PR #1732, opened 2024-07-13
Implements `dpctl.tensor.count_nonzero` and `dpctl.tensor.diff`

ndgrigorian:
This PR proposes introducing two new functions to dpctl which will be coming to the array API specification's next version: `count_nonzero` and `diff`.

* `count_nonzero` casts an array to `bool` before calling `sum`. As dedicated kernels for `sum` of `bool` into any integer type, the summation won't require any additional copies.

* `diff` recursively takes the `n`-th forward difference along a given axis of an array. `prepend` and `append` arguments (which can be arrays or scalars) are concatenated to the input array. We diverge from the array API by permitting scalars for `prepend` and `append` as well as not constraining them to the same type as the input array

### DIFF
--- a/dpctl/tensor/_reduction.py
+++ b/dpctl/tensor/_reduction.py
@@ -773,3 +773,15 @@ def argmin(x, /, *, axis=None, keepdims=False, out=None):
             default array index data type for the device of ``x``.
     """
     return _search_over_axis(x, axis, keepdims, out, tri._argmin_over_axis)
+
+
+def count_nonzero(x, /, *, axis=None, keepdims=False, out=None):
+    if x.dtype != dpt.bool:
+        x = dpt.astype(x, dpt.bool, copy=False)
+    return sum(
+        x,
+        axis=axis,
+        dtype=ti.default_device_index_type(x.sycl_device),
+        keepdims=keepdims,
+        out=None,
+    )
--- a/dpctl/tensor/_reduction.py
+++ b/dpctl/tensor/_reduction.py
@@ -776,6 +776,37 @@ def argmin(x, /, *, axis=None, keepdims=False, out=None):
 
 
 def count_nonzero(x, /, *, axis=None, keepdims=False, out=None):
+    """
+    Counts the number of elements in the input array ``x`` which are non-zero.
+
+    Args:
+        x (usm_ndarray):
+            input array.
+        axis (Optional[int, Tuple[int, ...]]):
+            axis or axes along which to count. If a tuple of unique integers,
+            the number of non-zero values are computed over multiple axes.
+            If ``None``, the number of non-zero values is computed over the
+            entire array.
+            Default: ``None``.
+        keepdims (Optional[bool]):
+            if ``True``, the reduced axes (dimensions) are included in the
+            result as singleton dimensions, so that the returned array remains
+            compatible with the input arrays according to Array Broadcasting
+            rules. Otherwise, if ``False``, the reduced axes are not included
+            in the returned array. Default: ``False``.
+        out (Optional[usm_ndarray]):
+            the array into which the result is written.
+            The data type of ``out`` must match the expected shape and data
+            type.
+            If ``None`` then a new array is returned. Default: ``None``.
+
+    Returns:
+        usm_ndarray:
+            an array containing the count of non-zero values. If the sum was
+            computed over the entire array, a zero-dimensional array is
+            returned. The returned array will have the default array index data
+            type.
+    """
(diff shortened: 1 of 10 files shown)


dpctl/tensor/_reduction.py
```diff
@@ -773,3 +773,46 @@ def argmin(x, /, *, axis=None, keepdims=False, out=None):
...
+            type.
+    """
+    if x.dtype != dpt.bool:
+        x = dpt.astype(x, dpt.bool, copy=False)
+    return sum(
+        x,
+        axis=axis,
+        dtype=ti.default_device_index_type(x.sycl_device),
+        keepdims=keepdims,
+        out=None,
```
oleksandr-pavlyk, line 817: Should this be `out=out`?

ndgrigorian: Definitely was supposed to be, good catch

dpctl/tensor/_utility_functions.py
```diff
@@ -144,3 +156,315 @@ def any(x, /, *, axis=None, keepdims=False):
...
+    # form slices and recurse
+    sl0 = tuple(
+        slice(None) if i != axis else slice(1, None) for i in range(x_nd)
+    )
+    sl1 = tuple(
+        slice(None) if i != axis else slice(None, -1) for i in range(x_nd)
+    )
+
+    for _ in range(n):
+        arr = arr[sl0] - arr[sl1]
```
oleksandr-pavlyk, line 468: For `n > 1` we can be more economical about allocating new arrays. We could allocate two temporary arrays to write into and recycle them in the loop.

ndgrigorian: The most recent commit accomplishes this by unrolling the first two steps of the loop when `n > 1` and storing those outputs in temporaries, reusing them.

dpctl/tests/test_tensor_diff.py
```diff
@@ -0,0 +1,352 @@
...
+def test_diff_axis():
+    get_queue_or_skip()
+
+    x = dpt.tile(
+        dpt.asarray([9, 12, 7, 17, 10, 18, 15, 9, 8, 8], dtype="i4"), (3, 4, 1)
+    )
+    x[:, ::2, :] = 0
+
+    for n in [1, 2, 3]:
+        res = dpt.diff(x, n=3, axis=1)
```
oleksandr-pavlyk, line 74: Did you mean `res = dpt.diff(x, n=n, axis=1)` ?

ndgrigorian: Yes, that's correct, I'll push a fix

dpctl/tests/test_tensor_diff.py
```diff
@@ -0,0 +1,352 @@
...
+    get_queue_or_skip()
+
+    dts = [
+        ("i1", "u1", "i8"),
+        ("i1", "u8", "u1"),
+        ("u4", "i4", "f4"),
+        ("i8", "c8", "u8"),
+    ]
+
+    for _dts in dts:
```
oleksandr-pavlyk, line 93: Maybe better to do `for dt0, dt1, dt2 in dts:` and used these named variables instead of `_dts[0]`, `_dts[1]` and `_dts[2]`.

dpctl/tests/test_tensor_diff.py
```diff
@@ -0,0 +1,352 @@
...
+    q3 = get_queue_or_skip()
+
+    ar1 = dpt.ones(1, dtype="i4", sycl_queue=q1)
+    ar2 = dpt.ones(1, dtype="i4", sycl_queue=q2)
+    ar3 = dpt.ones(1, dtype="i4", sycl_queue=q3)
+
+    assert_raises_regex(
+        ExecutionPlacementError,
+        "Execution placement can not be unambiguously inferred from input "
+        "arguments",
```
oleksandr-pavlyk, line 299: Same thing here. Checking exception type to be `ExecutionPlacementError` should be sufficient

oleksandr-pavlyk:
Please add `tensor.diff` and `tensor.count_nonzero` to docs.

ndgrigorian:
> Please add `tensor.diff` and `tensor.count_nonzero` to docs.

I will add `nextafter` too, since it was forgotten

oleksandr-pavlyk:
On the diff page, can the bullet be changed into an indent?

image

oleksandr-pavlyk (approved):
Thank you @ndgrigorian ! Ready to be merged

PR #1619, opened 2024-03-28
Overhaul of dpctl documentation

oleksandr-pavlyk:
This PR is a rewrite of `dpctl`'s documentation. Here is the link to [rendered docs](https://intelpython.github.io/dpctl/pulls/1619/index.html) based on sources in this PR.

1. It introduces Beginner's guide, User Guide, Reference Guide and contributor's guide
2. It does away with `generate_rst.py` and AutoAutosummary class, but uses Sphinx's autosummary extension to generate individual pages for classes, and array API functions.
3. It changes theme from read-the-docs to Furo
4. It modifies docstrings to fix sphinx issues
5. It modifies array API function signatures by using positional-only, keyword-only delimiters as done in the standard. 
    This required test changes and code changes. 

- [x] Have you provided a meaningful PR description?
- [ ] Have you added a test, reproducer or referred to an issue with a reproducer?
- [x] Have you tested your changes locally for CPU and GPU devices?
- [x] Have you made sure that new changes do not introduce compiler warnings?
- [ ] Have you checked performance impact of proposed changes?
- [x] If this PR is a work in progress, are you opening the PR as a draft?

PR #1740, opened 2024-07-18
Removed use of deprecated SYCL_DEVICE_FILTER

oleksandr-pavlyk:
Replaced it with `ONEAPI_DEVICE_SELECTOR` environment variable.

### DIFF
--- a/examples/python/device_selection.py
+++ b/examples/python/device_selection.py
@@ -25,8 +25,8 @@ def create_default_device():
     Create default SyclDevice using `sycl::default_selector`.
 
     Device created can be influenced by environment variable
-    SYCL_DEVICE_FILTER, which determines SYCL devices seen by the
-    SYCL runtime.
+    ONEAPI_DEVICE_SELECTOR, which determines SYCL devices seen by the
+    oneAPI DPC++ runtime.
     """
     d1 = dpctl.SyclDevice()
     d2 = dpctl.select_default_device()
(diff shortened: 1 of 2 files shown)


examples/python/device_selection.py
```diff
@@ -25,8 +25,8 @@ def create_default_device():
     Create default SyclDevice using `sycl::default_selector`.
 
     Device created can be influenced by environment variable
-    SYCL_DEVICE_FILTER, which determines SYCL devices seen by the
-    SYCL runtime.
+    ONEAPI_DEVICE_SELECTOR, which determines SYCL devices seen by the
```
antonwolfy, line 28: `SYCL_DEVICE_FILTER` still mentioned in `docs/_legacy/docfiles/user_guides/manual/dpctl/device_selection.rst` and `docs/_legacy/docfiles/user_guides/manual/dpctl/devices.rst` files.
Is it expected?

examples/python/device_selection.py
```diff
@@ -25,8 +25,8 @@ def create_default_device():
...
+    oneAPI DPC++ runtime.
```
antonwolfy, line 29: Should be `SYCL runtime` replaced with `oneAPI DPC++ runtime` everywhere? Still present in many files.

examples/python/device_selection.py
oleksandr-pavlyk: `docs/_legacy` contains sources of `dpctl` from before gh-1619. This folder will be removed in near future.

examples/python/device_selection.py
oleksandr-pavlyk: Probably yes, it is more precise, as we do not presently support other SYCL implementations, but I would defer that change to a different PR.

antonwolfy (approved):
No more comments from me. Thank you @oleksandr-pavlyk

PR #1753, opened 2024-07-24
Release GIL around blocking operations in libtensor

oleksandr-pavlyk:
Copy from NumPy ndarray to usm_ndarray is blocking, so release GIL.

» TASK BRIEF:
Write out exactly the lines above from the line with "-776,6 +776,37 @@" through the line with "to Array Broadcasting", both of them included, and leave out all other lines.

» SOLUTION:
@@ -776,6 +776,37 @@ def argmin(x, /, *, axis=None, keepdims=False, out=None):
 
 
 def count_nonzero(x, /, *, axis=None, keepdims=False, out=None):
+    """
+    Counts the number of elements in the input array ``x`` which are non-zero.
+
+    Args:
+        x (usm_ndarray):
+            input array.
+        axis (Optional[int, Tuple[int, ...]]):
+            axis or axes along which to count. If a tuple of unique integers,
+            the number of non-zero values are computed over multiple axes.
+            If ``None``, the number of non-zero values is computed over the
+            entire array.
+            Default: ``None``.
+        keepdims (Optional[bool]):
+            if ``True``, the reduced axes (dimensions) are included in the
+            result as singleton dimensions, so that the returned array remains
+            compatible with the input arrays according to Array Broadcasting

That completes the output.